Les publicitaires résistent et tentent de conserver en « réinstitutionnalisant » (Jepperson, 1991 ; Suddaby et Greenwood, 2001 ; Greenwood, Suddaby et Hinings, 2002) le champ conformément à leurs intérêts. Sur le plan pratique, cela signifie promouvoir de nouvelles approches organisationnelles visant à absorber l’offre de service Internet en proposant à leurs clients des stratégies de communication dite « intégrée », ou encore une offre de service dite à « 360 ». Mais leur position est plus difficile à tenir face aux professionnels du marketing service et du marketing digital qui génèrent une part de plus en plus importante des investissements, part d’autant plus visible que la logique comptable des agences établit un calcul des profits et pertes par spécialité métier.

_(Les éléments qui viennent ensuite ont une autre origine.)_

PR #494, opened 2022-07-19
tweak WAF regex for base64

sastels:
# Summary | Résumé

`\w` matches word characters, for base64 we need to match any non-whitespace.


jimleroyer (approved):
:shipit:

PR #495, opened 2022-07-19
Revert addition of api sub-domain 

jimleroyer:
# Summary | Résumé

Because the addition of a new domain in the alternative names in our certificates proved more difficult than initially anticipated, I am reverting previously merged change around _addition of api sub-domain in the list of alt names in certificates_ to unblock the TF release pipeline.

The old certificates can't be properly destroyed at the moment as they kept being attached to the load balancer listener. We might have to recreate the load balancer in a way that won't affect downtime in production.

Setup should be as before without plan and TF apply failures.

### DIFF
--- a/aws/dns/acm.tf
+++ b/aws/dns/acm.tf
@@ -2,13 +2,15 @@ resource "aws_acm_certificate" "notification-canada-ca" {
   domain_name = var.domain
   subject_alternative_names = [
     "*.${var.domain}",
-    "*.api.${var.domain}",
     "*.document.${var.domain}"
   ]
   validation_method = "DNS"
 
   lifecycle {
     create_before_destroy = true
+    # TF bug on AWS 2.0: prevents certificates from being destroyed/recreated
+    # https://github.com/hashicorp/terraform-provider-aws/issues/8531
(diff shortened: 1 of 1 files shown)


sastels:
```
# aws_acm_certificate.notification-canada-ca (deposed object 03a87456) will be destroyed
# (left over from a partially-failed replacement of this instance)
```
I guess this is just deleting the new cert, and the old one is already there.

sastels (approved):
LGTM assuming we're just deleting the new cert.

jimleroyer:
Ok I'll wait to merge this and sync with @mohamed-cds tomorrow morning. The currently referenced certificate planned for deletion is the one currently in use (the old certificate), i.e. `b8ba5e08-2c0f-4d1a-afb1-e41accb271bb`. So I wonder if we'll have to run a few TF commands to manually update the state.

mohamed-cds (changes requested):
reverting no longer necessary since we found a path forward. This can be closed. Blocking so it doesn't get accidentally merged.

jimleroyer:
Closing the revert as we found a way forward.

PR #22, opened 2014-06-04
fix: commonjs wrapper

### LINKED ISSUE #19: Does not seem to be browserify compatible
Even if I try to:
```javascript
window.zone = require('zone.js');
```
I get ```zone is not defined``` because the function Zone.patchSetClearFn assumes window.zone exists (i.e. in line 133).

Perhaps Zone.init should just installs on window.zone independently of module.exports, but export the created instance as well. 

Any thoughts?

btford:
Closes #19

### DIFF
--- a/zone.js
+++ b/zone.js
@@ -1,5 +1,7 @@
 'use strict';
 
+(function (window) {
+
 
 function Zone(parentZone, data) {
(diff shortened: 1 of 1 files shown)


kentcdodds:
Would love for this to get merged! Trying to setup using Angular 2 with webpack. Having this fixed would simplify life significantly :-)

PR #27, opened 2014-07-12
chore: run tests on sauce labs

btford:
**WIP** need to fix some tests, and also handle reverse-proxying HTTP requests back to karma maybe :/


btford:
This has long since landed.

PR #31, opened 2014-09-07
Fixing crash on attachedCallback of an Polymer element

coolxeo:
When trying to include polymer paper-button in [Angular 2.0 Projects](https://github.com/angular/projects) it crash when try to register `attachedCallback` callback, `descriptor` is undefined


vicb:
adressed in https://github.com/angular/zone.js/commit/8bce00ee44cd869f3f61d6d7a9cdf5928cfdd1bc

PR #36, opened 2014-12-09
Fix removeEventListener patch

mnmtanish:
Fix a case where the event handler is not removed when the event handler
function is used to handle multiple events on the same element.


vicb:
@btford this lgtm, what do you think ?

btford:
yep, LGTM

vicb:
Maybe one small improvement would be to clear the obj entry when a listener gets removed

vicb:
merged via #96

PR #37, opened 2014-12-13
fix: fork the zone in first example (README)

### LINKED ISSUE #13: confused about the first example
@btford    
I run the first example in the chrome console,but the result is :   

     in the zone: true 
     undefined
     in the zone: true   

I'm just confused about it.

gilbox:
fix #13


vicb:
merged 7b6e8ed7af54adac896accc015aeeed58335ba42
thanks for the PR

PR #43, opened 2015-02-19
fix(patchViaPropertyDescriptor): disable if properties are not configurable

### LINKED ISSUE #42: Do not use property descriptor patching if EventHandler properties are not configurable
This is broken in Safari 8 and WebKit nightly, shouldn't hurt more spec-compliant browsers.

caitp:
Relevant WebKit bug: https://bugs.webkit.org/show_bug.cgi?id=134364

closes #42

### DIFF
--- a/zone.js
+++ b/zone.js
@@ -375,6 +375,14 @@ Zone.patch = function patch () {
 
 //
 Zone.canPatchViaPropertyDescriptor = function () {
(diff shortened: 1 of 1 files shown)


caitp:
Fixes just one of the many, many problems running the angular2 example apps in safari

PR #61, opened 2015-03-25
gitignore node_modules

vicb:
The best practice is probably to have it globally ignored but this doesn't hurt either

### DIFF
--- a/.gitignore
+++ b/.gitignore
@@ -1,3 +1,4 @@
 blink-core/
 blink-idl/
 parsed-idl/
+/node_modules


btford:
I prefer not to add too many rules to a project's `.gitignore`. When I get a PR with node_modules checked in, I typically point the developer to a resource on setting up a global config.

Is there any reason to prefer adding the rule here?

pkozlowski-opensource:
IMO node_modules is project-specifc and not dev-env specific (ex. files produced by a particular editor). As such I would expect it to be part of project's .gitignore

(Sorry that my contribution to the zone-stuff amounts to this, will try to better next time :-))

btford:
@pkozlowski-opensource ha, no worries.

I don't have a strong opinion about this, so I'll just merge it.

btford:
Landed as 973657221881b1acd33d4fe3a0c89c8c70189490.

vicb:
I think the same as Pawel here.

PR #62, opened 2015-03-25
refactor: factorize some code

vicb:


zone.js
```diff
@@ -114,38 +114,25 @@ Zone.patchSetClearFn = function (obj, fnNames) {
...
 
     if (delegate) {
+      var clearName = 'clear' + name;
       var ids = {};
 
-      if (setName === 'setInterval') {
-        zone[setName] = function (fn) {
-          var id;
-          arguments[0] = function () {
-            delete ids[id];
```
vicb: Should we really `delete ids[id];` here ?

By deleting, `clearInterval()` will not call the `dequeueTask()` hook if called after the callback as triggered at least once, not sure if it makes sense ?

btford: Not sure. Let's write a test to cover this case.

vicb: ... and the expected behavior should be `dequeueTask()` always called (whenever clear is called), right ?

btford: yes

btford:
Landed as a3a11e90928c01336ca8035225cc52469e4b3f79.

PR #63, opened 2015-03-25
refactor: changed a named function to be anonymous

vicb:


btford:
Why?

vicb:
Why not ?

Actually consistency. Maybe I'm too much obsess about consistency but I find harder to understand a piece of code when multiple different conventions are used. 

If you consider merging this please wait there are other minor cleanups that I could squash here, if not feel free to close.

pkozlowski-opensource:
So the only one thing I've got "against" anonymous functions is that debugging gets harder. So if we are after consistency I would rather name all the functions.

(once again, sorry for just chiming in with style issues, still trying to wrap my head around the zone thing)

btford:
This fn appears in stacktraces sometimes, so having a name makes it a bit easier when looking at stacktraces.

vicb:
I haven't thought about it makes sense, closing this PR. Thanks for your help.

@pkozlowski-opensource I appreciate your comments, no problem. May be we can discuss about zones some day, I'm working quite a lot around it these days.

PR #65, opened 2015-03-25
test(CI): make Travis use Sauce for testing

vicb:
Tests are executed via Sauce... and failing which at least is consistent with my local setup !


btford:
Landed as 39638cf82d15ef993c249bd3ea43940b593aff93.

PR #66, opened 2015-03-26
test: cleanup

vicb:
Two minor things:
- define `testFn.message` early, otherwise it is undefined at the moment it is checked and then useless,
- use `ifEnvSupports` for Promise tests


btford:
Landed as b7e5b3c4b94a08d5945cc0a7589fa1e15b8613ef.

PR #67, opened 2015-03-26
fix: only fork on zone.fork()

### LINKED ISSUE #38: Do not create a new zone for every callback
Currently, zone.js creates a new zone every time a callback gets called:

```js
z1 = window.zone;

setTimeout(() => {
  z2 = window.zone;
  
  setTimeout(() => {
    z3 = window.zone;
  }, 0);

}, 0);

expect(z1).not.toBe(z2);
expect(z1).not.toBe(z3);
expect(z2).not.toBe(z3);
```

Maybe we should create a new zone only when `fork` is called?

vicb:
fixes #38

previously a zone was created for any callback executed in a zone

@btford could you please check the changes - I am still learning and not 100% confident on the test updates.

Also please not that I have only updating passing tests - WS tests still fail in Chrome/Firefox/Travis and are left untouched by this PR.

### DIFF
--- a/test/long-stack-trace-zone.spec.js
+++ b/test/long-stack-trace-zone.spec.js
@@ -15,8 +15,8 @@ describe('longStackTraceZone', function () {
 
   it('should produce long stack traces', function (done) {
     lstz.run(function () {
-      setTimeout(function () {
-        setTimeout(function () {
+      zone.fork().run(function () {
+        zone.fork().run(function () {
           setTimeout(function () {
             expect(log[0]).toBe('Error: hello');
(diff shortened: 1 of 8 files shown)


vicb:
@btford could we discuss what's left to be done for this PR to be mergeable ?

vicb:
I need to re-work this one.

Forking on each run is useful for keeping stack traces. It should be possible to update the lst zone to update the stack traces on `run` and don't have to fork (need to manually maintain a stack of traces).

btford:
We ca revisit once the code is more modular.

PR #131, opened 2015-05-29
fix(PatchClass): copy static properties

### LINKED ISSUE #127: zones.js mangles XMLHttpRequest constants
the [`patchClass()` function](https://github.com/angular/zone.js/blob/8f262aadcba3a9e3899d23f988f4b97fd602b588/lib/utils.js#L109) doesn't copy over constants from the patched class. This means that a patched `XMLHttpRequest` won't have the constants `XMLHttpRequest.DONE`, etc. This breaks the common pattern of:  

    var req = new XMLHttpRequest();
    req.onreadystatechange = function() {
        if (req.readyState === XMLHttpRequest.DONE) {
            // do something with the result
        }
    };

`patchClass()` should copy over static properties of a class.

vicb:
fixes #127

Without the fix, the added test would fail on Safari where `patchClass` is used to patch MLHttpRequest`

### DIFF
--- a/lib/utils.js
+++ b/lib/utils.js
@@ -146,7 +146,13 @@ function patchClass(className) {
         });
       }
     }(prop));
-  };
+  }
+
+  for (prop in OriginalClass) {
+    if (prop !== 'prototype' && OriginalClass.hasOwnProperty(prop)) {
+      global[className][prop] = OriginalClass[prop];
+    }
+  }
 };
 
 module.exports = {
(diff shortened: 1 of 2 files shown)


btford:
I'm reviewing now.

btford:
LGTM, merge

vicb:
merged via b91f8fec98591d1ab75f948119130c570baf16af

On peut légitimement imaginer que dans ce contexte d’évolution technologique conforme à la valorisation de leur compétence, les professionnels du marketing service et du marketing digital engagent des stratégies opportunistes de prise du pouvoir ou d’amélioration de leur position managériale dans les agences ou dans les groupes de communication. En revanche, il n’est pas certain que leurs attentes soient couronnées de succès car il est évident que les publicitaires ne peuvent demeurer passifs face à la contestation de leur suprématie et qu’ils défendent très vraisemblablement avec force leurs positions de pouvoir dans les grandes agences, les resaux internationaux et dans les groupes de communication. Il est intéressant de se pencher de plus près sur ces processus de désinstitutionnalisation puis de réinstitutionnalisation et d’examiner avec soin conformément à la théorie générale des champs, les habitus (ou portefeuilles institutionnels) des protagonistes de la publicité, du marketing service et du marketing digital, c’est-à-dire les dispositions sociales, économiques, culturelles

et symboliques mobilisées par ceux qui réussissent comme ceux qui ratent dans les entreprises d’innovation technologique, comme dans les stratégies de conservation. Pour cela nous mobilisons le modele d’operationalisation de l’habitus sous la forme du portefeuille institutionnel.